PR #289, opened 2022-01-31
Tie KCIDB to V4 i/o schema

### LINKED ISSUE #155: Consider tying KCIDB to a particular I/O schema
At the moment a big part of KCIDB code, as well as tests is simply bound to the latest I/O schema. This makes updating KCIDB-IO rather involved, and precludes integration testing of KCIDB-IO and KCIDB if a new schema is introduced. Instead, explicitly specify and use a particular I/O schema throughout the code, and update it whenever ready.

This would allow using and testing KCIDB with KCIDB-IO, regardless of whether a new I/O schema version is being worked on.

mharyam:
Close #155

### DIFF
--- a/kcidb/__init__.py
+++ b/kcidb/__init__.py
@@ -41,7 +41,7 @@ class Client:
             `kcidb.DatabaseNotInitialized` if the database is not
             initialized.
             `kcidb.db.IncompatibleSchema` if the database schema
-            is incompatible with the latest I/O schema.
+            is incompatible with the current I/O schema.
         """
         assert database is None or \
             isinstance(database, str) and database
@@ -65,7 +65,7 @@ class Client:
 
         Args:
             data:   The JSON report data to submit.
-                    Must adhere to the latest version of I/O schema.
+                    Must adhere to the current version of I/O schema.
 
         Returns:
             Submission ID string.
@@ -74,7 +74,7 @@ class Client:
             `NotImplementedError`, if not supplied with a project ID or an MQ
             topic name at initialization time.
         """
-        assert LIGHT_ASSERTS or io.schema.is_valid_latest(data)
+        assert LIGHT_ASSERTS or io.SCHEMA.is_valid_exactly(data)
         if not self.mq_publisher:
             raise NotImplementedError
         return self.mq_publisher.publish(data)
@@ -85,7 +85,7 @@ class Client:
 
         Args:
             data_iter:  An iterator returning the JSON report data to submit.
-                        Each must adhere to the latest version of I/O schema.
+                        Each must adhere to the current version of I/O schema.
             done_cb:    A function to call when a report is successfully
                         submitted. Will be called with the submission ID of
                         each report returned by the iterator, in order.
@@ -117,7 +117,7 @@ class Client:
                                 returned report, or zero for no limit.
 
         Returns:
-            An iterator returning report JSON data adhering to the latest I/O
+            An iterator returning report JSON data adhering to the current I/O
             schema version, each containing at most the specified number of
             objects.
 
@@ -155,7 +155,7 @@ class Client:
                         as well.
 
         Returns:
-            The fetched JSON data adhering to the latest I/O schema version.
+            The fetched JSON data adhering to the current I/O schema version.
 
         Raises:
             `NotImplementedError`, if not supplied with a dataset name at
@@ -174,7 +174,7 @@ class Client:
         else:
             raise NotImplementedError
 
-        assert LIGHT_ASSERTS or io.schema.is_valid_latest(data)
+        assert LIGHT_ASSERTS or io.SCHEMA.is_valid_exactly(data)
         return data
 
 
@@ -202,7 +202,7 @@ def submit_main():
         sys.stdout.flush()
 
     client.submit_iter(
-        (io.schema.upgrade(io.schema.validate(data), copy=False)
+        (io.SCHEMA.upgrade(io.SCHEMA.validate(data), copy=False)
          for data in misc.json_load_stream_fd(sys.stdin.fileno())),
         done_cb=print_submission_id
     )
@@ -232,7 +232,7 @@ def query_main():
 def schema_main():
     """Execute the kcidb-schema command-line tool"""
     sys.excepthook = misc.log_and_print_excepthook
-    description = 'kcidb-schema - Output latest or older I/O JSON schema'
+    description = 'kcidb-schema - Output current or older I/O JSON schema'
     parser = misc.OutputArgumentParser(description=description)
     misc.argparse_schema_add_args(parser, "output")
     args = parser.parse_args()
@@ -259,13 +259,13 @@ def validate_main():
 def upgrade_main():
     """Execute the kcidb-upgrade command-line tool"""
     sys.excepthook = misc.log_and_print_excepthook
-    description = 'kcidb-upgrade - Upgrade I/O JSON data to latest schema'
+    description = 'kcidb-upgrade - Upgrade I/O JSON data to current schema'
     parser = misc.OutputArgumentParser(description=description)
     misc.argparse_schema_add_args(parser, "upgrade")
     args = parser.parse_args()
     misc.json_dump_stream(
         (
-            args.schema_version.upgrade(io.schema.validate(data), copy=False)
+            args.schema_version.upgrade(io.SCHEMA.validate(data), copy=False)
             for data in misc.json_load_stream_fd(sys.stdin.fileno())
         ),
         sys.stdout, indent=args.indent, seq=args.seq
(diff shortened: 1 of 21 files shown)


kcidb/__init__.py
```diff
@@ -14,6 +14,9 @@
 # Compatibility alias
 io_schema = io.schema
 
+# latest kcidb-io version
+io_latest_version = io_schema.V4
```
spbnick, line 18: Now that we've merged the base work both in kcidb-io and kcidb, please rebase your PR and use `kcidb.io.SCHEMA` to refer to the currently-used schema instead.

test_kcidb.py
```diff
@@ -242,10 +244,10 @@ def test_upgrade_main(self):
                             stderr_re=".*Invalid major version number: '0'\n")
         self.assertExecutes(latest_version,
                             "kcidb.upgrade_main",
-                            str(kcidb_io.schema.LATEST.major + 1),
+                            str(io_latest_version.major + 1),
                             status=2,
                             stderr_re=".*No schema version found for major "
-                            f"number {kcidb_io.schema.LATEST.major + 1}\n")
+                            f"number {io_latest_version.major + 1}\n")
```
spbnick, line 250: There's plenty more references to the latest schema in the kcidb code, both direct (through `kcidb_io.schema.LATEST`) and indirect (e.g. through calling functions in `kcidb_io` and `kcidb_io.schema`, which all refer to the latest schema). We gotta update all these cases.

spbnick (changes requested):

test_kcidb.py
mharyam: Okay, I will check them and update

mharyam: @spbnick 
Kindly review my changes

kcidb/db/bigquery/__init__.py
```diff
@@ -133,8 +134,8 @@ def init(self):
                 f" FROM `{table_ref}` GROUP BY id"
             self.client.create_table(view)
         # Set dataset schema version
-        self.dataset.labels["version_major"] = str(io.schema.LATEST.major)
-        self.dataset.labels["version_minor"] = str(io.schema.LATEST.minor)
+        self.dataset.labels["version_major"] = str(IO_LATEST_VERSION.major)
+        self.dataset.labels["version_minor"] = str(IO_LATEST_VERSION.minor)
```
spbnick, line 138: These and similar edits in this file would be incorrect, because we will not necessarily be using the latest schema in the driver, just the one all of kcidb is currently using. So, these should be changed to just `io.SCHEMA` directly.

kcidb/db/sqlite/__init__.py
```diff
@@ -122,8 +123,8 @@ def init(self):
                         raise Exception(
                             f"Failed creating table {name!r}"
                         ) from exc
-                version = int(io.schema.LATEST.major * 1000 +
-                              io.schema.LATEST.minor % 1000)
+                version = int(IO_LATEST_VERSION.major * 1000 +
+                              IO_LATEST_VERSION.minor % 1000)
```
spbnick, line 127: Same here regarding calling it `IO_LATEST_VERSION`. Besides, it's not the version of "I/O", it's the version of "I/O schema".

kcidb/misc.py
```diff
@@ -263,7 +263,7 @@ def schema_version(string):
                 f"Invalid major version number: {string!r}"
             )
         major = int(string)
-        version = io.schema.LATEST
+        version = SCHEMA
```
spbnick, line 266: Let's keep this file similar to others and spell out `io.SCHEMA`, instead of having a direct `SCHEMA` reference.

Besides, this file is particularly low-cohesion due to its purpose (collecting bits and pieces too small for their own modules), so we have to be careful to not pollute the namespace.

kcidb/orm/__init__.py
```diff
@@ -15,7 +15,7 @@
 
 # We'll get to it, pylint: disable=too-many-lines
 
-
+IO_LATEST_VERSION = io.SCHEMA
```
spbnick, line 18: Same here about calling it `LATEST`. Please just use `io.SCHEMA`.

requirements.txt
```diff
@@ -12,4 +12,4 @@ jinja2
 python-dateutil
 cached-property
 jq@git+https://github.com/kernelci/jq.py.git@1.2.1.post1
-kcidb-io@git+https://github.com/kernelci/kcidb-io.git@v4_pre1
+kcidb-io@git+https://github.com/kernelci/kcidb-io.git
```
spbnick, line 15: Could you please make unpinning a separate commit?

spbnick (changes requested):
This is pretty good! Thank you, @mharyam.

Apart from the inline comments, we still need to update references to the functions from kcidb-io which are using the latest version of the schema implicitly. These are functions defined in [`kcidb_io`](https://github.com/kernelci/kcidb-io/blob/main/kcidb_io/__init__.py) and [`kcidb_io.schema`](https://github.com/kernelci/kcidb-io/blob/main/kcidb_io/schema/__init__.py) modules.

One test you can do locally to find out if you have something left to update is to set kcidb_io.schema.LATEST to None temporarily and run the tests. If something fails, then we certainly have something to update. Reverse might not be true, but it would still be a useful check.

kcidb/misc.py
```diff
@@ -36,7 +36,7 @@
 }
 
 # Check light assertions only, if True
-LIGHT_ASSERTS = not os.environ.get("KCIDB_HEAVY_ASSERTS", "")
+LIGHT_ASSERTS = not os.environ.get("KCIDB_HEAVY_ASSERTS", "Not empty")
```
spbnick, line 39: Could you please revert this change? This would make heavy assertions always enabled and our production deployment **very** slow. Please be careful to avoid submitting such changes. I could've easily overlooked it.

If you want to run tests, just execute `export KCIDB_HEAVY_ASSERTS=1` in your shell before that.

spbnick (changes requested):
Wow, wonderful work, @mharyam! That must've took a lot of effort and concentration to hunt all of these down.

Apart from the (important) inline comment, we still need to change "latest" to "current" in all docstrings and messages referring to the schema. E.g.:
```diff
diff --git a/kcidb/__init__.py b/kcidb/__init__.py
index 26dd4c2..c9fa454 100644
--- a/kcidb/__init__.py
+++ b/kcidb/__init__.py
@@ -65,7 +65,7 @@ class Client:
 
         Args:
             data:   The JSON report data to submit.
-                    Must adhere to the latest version of I/O schema.
+                    Must adhere to the current version of I/O schema.
 
         Returns:
             Submission ID string.
```

You can find all instances of the word "latest" in all source files using this shell command, for example:
```bash
grep -rInw --include '*.py' latest *
```

spbnick:
Oh, and we need to rebase this, now that your other PR is merged.

kcidb/misc.py
mharyam: Oh, This was a mistake 
I added it because the test was failing  😃 
WIll revert back, thanks.

mharyam:
> LIGHT_ASSERTS = not os.environ.get("KCIDB_HEAVY_ASSERTS", "Not empty")

@

> Oh, and we need to rebase this, now that your other PR is merged.

@spbnick All done, you can review it now

kcidb/orm/__init__.py
```diff
@@ -15,7 +15,6 @@
 
 # We'll get to it, pylint: disable=too-many-lines
 
-
```
spbnick, line 18: Did you need this line removed for some reason? If not, please revert.

spbnick (changes requested):
This is great! Thank you, Maryam :smiley:
I only found one more sneaky empty line getting removed (comment inline), and there's one more case of "latest" instead of "current" in `doc/submitter_guide.md`:
```patch
diff --git a/doc/submitter_guide.md b/doc/submitter_guide.md
index 7b410c1..b6002ce 100644
--- a/doc/submitter_guide.md
+++ b/doc/submitter_guide.md
@@ -104,7 +104,7 @@ Both should execute without errors and finish with zero exit status.
 -----------------------------
 
 KCIDB accepts data in JSON, described by a versioned schema. The
-`kcidb-schema` tool will output the latest schema version. However, all tools
+`kcidb-schema` tool will output the current schema version. However, all tools
 will accept data complying with older schema versions, as a rule. Any
 exceptions to that will be mentioned in KCIDB release notes. Pipe your data
 into `kcidb-validate` tool to check if it will be accepted.
```

kcidb/monitor/test_output.py
```diff
@@ -2,11 +2,10 @@
 
 import email
 import unittest
-from kcidb.io import schema
 from kcidb import orm, db, oo
 from kcidb.monitor.output import NotificationMessage, Notification,\
     NOTIFICATION_MESSAGE_SUBJECT_MAX_LEN, NOTIFICATION_MESSAGE_BODY_MAX_LEN
-
+from kcidb.io import SCHEMA
```
spbnick, line 8: Ah, there's another line being removed unnecessarily, but let's get this merged already :joy: Otherwise it's perfect :smile:

spbnick (approved):
Wonderful work! Thank you, Maryam :smiley: Merging!

kcidb/monitor/test_output.py
mharyam: Ah, I managed to skip that 😃 

Thank you

PR #291, opened 2022-02-01
Record currently-used schema version in kcidb.io module

spbnick:
Record the currently-used schema version in the new `kcidb.io` module.

Concerns #155
Provides support to #289, which can now use `kcidb.io.SCHEMA` to refer to the object for the currently-used schema version.

@mharyam, please review.

### DIFF
--- a/.pylintrc
+++ b/.pylintrc
@@ -14,7 +14,7 @@ extension-pkg-whitelist=jq
 # --enable=similarities". If you want to run only the classes checker, but have
 # no Warning level messages displayed, use "--disable=all --enable=classes
 # --disable=W".
-disable=duplicate-code,fixme,too-few-public-methods,redefined-builtin
+disable=duplicate-code,fixme,too-few-public-methods,redefined-builtin,consider-using-from-import
 
 [REPORTS]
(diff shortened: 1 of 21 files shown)


mharyam (commented):
@spbnick 
I thought the update was to allow us not to specify versions when we install kcidb-io 

For example, if we do not specify any version, when we install kcdib-io it installs the latest one 

Then we have a place where we specify which version to use in kcidb(part of the update I worked on [here](https://github.com/kernelci/kcidb/pull/289)

spbnick:
> @spbnick
> I thought the update was to allow us not to specify versions when we install kcidb-io
> 
> For example, if we do not specify any version, when we install kcdib-io it installs the latest one
> 
> Then we have a place where we specify which version to use in kcidb(part of the update I worked on here

Yes, that's still the target. What do you see as contradicting that in this PR?

spbnick:
@mharyam, yes, we update the kcidb-io version here, because we're still pinned, and we need the new changes we just merged there.

mharyam (approved):
LGTM

spbnick:
Thank you, @mharyam, merged!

○ ○ ○ ○

Where a line of the entries above holds the word "removed", return that line.

spbnick, line 18: Did you need this line removed for some reason? If not, please revert.
I only found one more sneaky empty line getting removed (comment inline), and there's one more case of "latest" instead of "current" in `doc/submitter_guide.md`:
spbnick, line 8: Ah, there's another line being removed unnecessarily, but let's get this merged already :joy: Otherwise it's perfect :smile:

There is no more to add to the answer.